Takeaway: It is necessary for a petitioner to file the petition based off a valid notice of deficiency or based on another valid issue. A petitioner cannot pick a random mailing from the IRS and file a petition with Tax Court. When a petitioner does, the Tax Court will not have jurisdiction and shall have to dismiss the case (with potential penalties for petitioners like Mr. Ryskamp).

Social Security Hardship for Petitioner

Docket No. 16269-16SL, Bonnie Lou Black v. C.I.R. (Order and Decision here).

In this case, the procedural issues are straightforward. Ms. Black sought review of a notice of intent to levy for her 2012 tax deficiency. Ms. Black did not submit financial information, offer any collection alternatives or agree to a payment plan. Since that was the case, the Tax Court granted the IRS motion for summary judgment.

An issue in the case, though, is that the IRS issued an erroneous CP-22A balance due notice for 2011 stating that $8,384.18 was due to them. The next month, the IRS corrected the error by issuing a CP-21C notice stating there was no balance due for 2011.

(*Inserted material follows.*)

PR #1116, opened 2023-10-03
Issue #1102: Change disclose behaviour

### LINKED ISSUE #1102: EPP Contact disclose Update
### Issue Description

After the EPP contact setting was written, it was determined that the disclose on the registry would default to not disclosing everything and that we merely have to set the disclose on things we want to show. Our current setup, is unnecessarily setting items to a disclose of false, when instead we just need to disclose the security contact email address IF it is not the default address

Ms. Black stated that the Social Security Administration reduced her benefits based on this IRS error. Since the government agencies share income information, she believes that the Social Security Administration thought she had increased income in 2011 and reduced her benefits. She requested relief in Tax Court but they note in this order’s second footnote they were unable to assist her because they “do not have jurisdiction to determine Social Security benefits, just tax deficiencies.”

Takeaway: IRS actions can affect taxpayers in a variety of ways, sometimes for the worse. It may be necessary to find creative ways to find clients relief. Unfortunately for Ms. Black, Tax Court is not the answer for assisting with her Social Security issues. Hopefully she can find help elsewhere.

How Long Does Petitioner Need to Prepare for Trial?

Docket No. 23475-15, William Budell Markolf v. C.I.R. (Order here).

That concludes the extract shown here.